Visualizing coherent molecular rotation in a gaseous medium

TL;DR

This paper proposes a non-intrusive optical method using ultrashort circularly polarized laser pulses and a vortex wave plate to visualize and determine the instantaneous orientation of molecular rotation in gaseous media, aiding real-time analysis.

Contribution

It introduces a novel optical scheme for visualizing molecular rotational dynamics in gases, capable of handling complex molecular structures without intrusively perturbing the system.

Findings

Method successfully visualizes molecular orientation in simulations.

Applicable to both symmetric and asymmetric top molecules.

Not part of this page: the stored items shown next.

PR #2895, opened 2025-04-09
bind InspectGroup to Report model

bruno-fs:
While adding a bit of redundancy, this streamlines the relationship
between a Report and its raw facts.

As a consequence, it also removes the need for a "fake" inspection type
ScanTask for fingerprint type ScanJobs.


quipucords/quipucords/settings.py
```diff
@@ -436,8 +435,8 @@ def warn_on_deprecation(message, category, filename, lineno, file=None, line=Non
     logger.warning(f"{message} (from {filename}:{lineno})")
 
 
-warnings.showwarning = warn_on_deprecation
-warnings.simplefilter("always", DeprecationWarning)
+# warnings.showwarning = warn_on_deprecation
+# warnings.simplefilter("always", DeprecationWarning)
```
infinitewarp, line 439: Don't forget to un-comment these.

bruno-fs: I rebased on top of the changes you made that fix this issue. Thanks!

bruno-fs:
It just ocurred to me that we might need to change the logic for when deleting scans/scanjobs. They might end up completely wiping the raw facts from "scanless" reports

infinitewarp (approved):
LGTM, including the `TODO` comments for future us. 🙂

Potential for real-time, non-intrusive molecular dynamics monitoring.

Abstract

Inducing and controlling the ultrafast molecular rotational dynamics using shaped laser fields is essential in numerous applications. Several approaches exist that allow following the coherent molecular motion in real-time, including Coulomb explosion-based techniques and recovering molecular orientation from the angular distribution of high harmonics. We theoretically consider a non-intrusive optical scheme for visualizing the rotational dynamics in an anisotropic molecular gas. The proposed method allows determining the instantaneous orientation of the principal optical axes of the gas. The method is based on probing the sample using ultra-short circularly polarized laser pulses and recording the transmission image through a vortex wave plate. We consider two example excitations: molecular alignment induced by an intense linearly polarized laser pulse and unidirectional molecular rotation induced by a polarization-shaped pulse. The proposed optical method is promising for visualizing the dynamics of complex symmetric- and asymmetric-top molecules.